Con 18 años recién cumplidos, la muchacha participa activamente en las pruebas que la coronaran como reina de belleza. Poses sugerentes. Ropa reveladora. En su recién descubierta adultez, Meshia vive una versión distorsionada de sus sueños infantiles. “Ser como Kim Kardashian”. “Hollywood”. Molero habla de los medios y su influencia en el Perú profundo, de cómo moldean expectativas “blancas”, escenarios donde fama y dinero parecen ser la respuesta a todo. Lo vemos desde la niñez, en el cuerpo de Barbies acuáticas y armas de guerra luminosas. El enfrentamiento no es de blancos y negros, sino de una cultura en constante evolución, poblada de grises que afectan la susceptibilidad de muchos. La preocupación es clara, mas no invade el fluir del relato.
En ese (este) mundo globalizado, Iván aparece como figura distante, misteriosa, alguien ajeno a búsquedas modernas, sumergido en sus pensamientos y en el contacto con las criaturas que cuidaron de él. Años perdidos en la selva, su regreso se ve afectado por sueños surrealistas (ecos a David Lynch, a Luis Buñuel) y eventos paranormales. El chamán, hombre adulto de sombrero negro, aparece como respuesta a ese malestar. Tras sobrevivir a un accidente en carretera, encuentra al chico en Quillabamba. Se convierte en “héroe” de la historia, en protagonista de las pesadillas de Iván. Encuentra su ojo en la basura y se apodera de él. Reclama esa visión capaz de observar lo imperceptible. Más que un salvador, el chamán representa el puente entre lo visto y lo que no, como extirpador de sentires sobrenaturales que él y otros han llegado a demonizar.

¿Cuál es el verdadero mal? Aunque la respuesta parece evidente, el filme evita tomar bandos. Por un lado, Meshia se expone a una organización con intenciones de prostituirla, al acoso en calles y tiendas de ropa, a la virtualidad mientras se graba bailando o cantando versiones corruptas de temas infantiles. Por el otro, Iván es reclamado por la naturaleza, silenciado por fuerzas que él no puede comprender, protegido sí, pero a la vez prohibido de ver en su totalidad. En medio de la disputa, niños y adolescentes son los grupos más vulnerables. Fernández Molero no victimiza, mucho menos subestima, pero es consciente de esa negligencia traducida ahora en jóvenes que visten bañador frente a miradas de deseo, en infantes que recorren la selva a la espera de encontrar cuerpos magullados o sin vida. A chicos que aparecen y desaparecen como si nada.

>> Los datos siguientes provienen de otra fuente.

PR #7010, opened 2017-05-02
add queue_size_on_disk stat to persisted queue node stats

original-brownbear:
This is a clean rebase of #6518 (no changes were necessary to the original commit in that PR just needed a `cherry-pick`).

### DIFF
--- a/logstash-core/lib/logstash/pipeline.rb
+++ b/logstash-core/lib/logstash/pipeline.rb
@@ -71,7 +71,7 @@ module LogStash; class BasePipeline
       raise e
     end
   end
-  
+
   def compile_lir
     LogStash::Compiler.compile_pipeline(self.config_str)
   end
@@ -190,8 +190,8 @@ module LogStash; class Pipeline < BasePipeline
     @flushing = Concurrent::AtomicReference.new(false)
     @force_shutdown = Concurrent::AtomicBoolean.new(false)
   end # def initialize
-  
-  
+
+
 
   def ready?
     @ready.value
@@ -691,6 +691,7 @@ module LogStash; class Pipeline < BasePipeline
         n.gauge(:page_capacity_in_bytes, queue.page_capacity)
         n.gauge(:max_queue_size_in_bytes, queue.max_size_in_bytes)
         n.gauge(:max_unread_events, queue.max_unread_events)
+        n.gauge(:queue_size_in_bytes, queue.persisted_size_in_bytes)
       end
       pipeline_metric.namespace([:data]).tap do |n|
         n.gauge(:free_space_in_bytes, file_store.get_unallocated_space)
--- a/logstash-core/src/main/java/org/logstash/ackedqueue/Queue.java
+++ b/logstash-core/src/main/java/org/logstash/ackedqueue/Queue.java
@@ -139,6 +139,10 @@ public class Queue implements Closeable {
         return this.currentByteSize;
     }
 
+    public long getPersistedByteSize() {
+        return headPage.getPageIO().getHead() + tailPages.stream().mapToLong((p) -> p.getPageIO().getHead()).sum();
+    }
+
     public int getPageCapacity() {
         return this.pageCapacity;
     }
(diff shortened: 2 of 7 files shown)


original-brownbear:
@colinsurprenant fyi!

logstash-core/lib/logstash/pipeline.rb
```diff
@@ -691,6 +691,7 @@ def collect_stats
         n.gauge(:page_capacity_in_bytes, queue.page_capacity)
         n.gauge(:max_queue_size_in_bytes, queue.max_size_in_bytes)
         n.gauge(:max_unread_events, queue.max_unread_events)
+        n.gauge(:queue_size_on_disk, queue.current_persisted_bytes)
```
colinsurprenant: not sure I like `queue_size_on_disk` - all sizing metrics use xxx_in_bytes, I think we should stay consistent and use `queue_size_in_bytes`, WDYT?

logstash-core/src/main/java/org/logstash/ackedqueue/Queue.java
```diff
@@ -139,6 +139,10 @@ public long getCurrentByteSize() {
         return this.currentByteSize;
     }
 
+    public long getCurrentPhysicallyPersistedByteSize() {
```
colinsurprenant: not sure why we use physically in `getCurrentPhysicallyPersistedByteSize`? why not just `getCurrentPersistedByteSize`?

colinsurprenant:
looks good, mainly naming comments.

logstash-core/lib/logstash/pipeline.rb
original-brownbear: @colinsurprenant makes sense, space/memory and no unit is evil :) fixing

logstash-core/src/main/java/org/logstash/ackedqueue/Queue.java
original-brownbear: @colinsurprenant frankly I'd even just go with `getPersistedSize` :
* The fact that its `bytes` can go to JavaDoc
* current is redundant, what if not the current size is this supposed to be? :)

wdyt?

colinsurprenant: +1. maybe since it seems we are currently pretty much always using "bytes" in the names, I'd probably keep it for consistency.

colinsurprenant:
note - once this is in we should deprecate `getCurrentByteSize`, remove the `currentByteSize` handling code and have `getCurrentByteSize` just return  `getPersistedSize`/`getPersistedByteSize`.  we shouldn't have 2 ways of computing the queue size.

original-brownbear:
@colinsurprenant renamed the method :) and will keep you comment on the radar for the next PR :)

colinsurprenant:
Looking at this, sorry to go in circle here, I like your comment on removing the "current" from the names, it is weird :P what else could it be... 
Also, to stay consistent I'd rename `current_persisted_bytes` to `persisted_size_in_bytes` ... 
WDYT?

original-brownbear:
@colinsurprenant np renaming sec :)

original-brownbear:
@colinsurprenant done :)

colinsurprenant:
LGTM - only missing tests. 
I suggest we open an issue to add tests for this.

suyograo:
@colinsurprenant why can't we wait to add tests here? Why create a separate issue for a test?

colinsurprenant:
@suyograo oh, we definitely can add tests now but I feel this is blocking @original-brownbear to move on in #6998 so my comment was ment as "I am fine we merge this now to move on with #6998 but let's make sure we come back here to add tests". 
Obviously the preference is to have tests here, doing so it could uncover bugs that would need to be fixed in another PR.

original-brownbear:
@colinsurprenant @suyograo if it's just me who's blocked by this it doesn't make much of a difference if I add tests here or later I guess => I'll give tests a go later? :)

colinsurprenant:
@original-brownbear your call - as long as the tests land I am good.

suyograo:
@original-brownbear @colinsurprenant ok, but lets please remember to come back and add tests.

colinsurprenant:
@suyograo I believe we are in agreement 🙃

suyograo:
LGTM to merge then :)

suyograo:
@original-brownbear please squash and merge to 5.x and master.

original-brownbear:
@colinsurprenant @suyograo on it :)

De realización barroca, cambiando de formato constantemente, el juego entre la Super 8, los 16 mm y el digital se sustenta en ese intercambio de visiones, constituyen máscaras que aparecen o desaparecen a su gusto. En una foto grupal, el rostro de Meshia se sumerge en el blanco y negro mientras muta a una figura demoniaca. Iván duerme, sueña la llegada del chamán a 16 mm, como este se atraganta con su globo ocular. Algo confiado a la audiencia, el cine es “punku” (portal en quechua) a estos universos desconocidos, a revelaciones que abren cuestionamientos sobre los personajes y nosotros mismos. ¿Acaso el folklore habita nuestra realidad? ¿Será que la pantalla, espada de doble filo, reclamó nuestros ojos hace mucho? Como respuesta a esto último, el plano detalle de una mano amputada con un celular hace presencia. Hasta el final de nuestros días.
Nuevamente, Fernández Molero no apunta a la crítica descarada o la moralina evidente, al contrario, es críptico y juega constantemente con la simbología. Si ya se valoraba al director por los riesgos que no temía asumir, Punku es la versión definitiva de esa rebeldía cinematográfica, de un autor ensimismado en su técnica, interesado en las problemáticas que habitan su patria. Un equilibrio que se pierde en los excesos, que reaparece en momentos de importancia discursiva o narrativa, hay mucho que valorar en este testimonio de lo evidente, lo inédito. Lo humano, lo sobrenatural. La realidad y aquello que viste de ficción.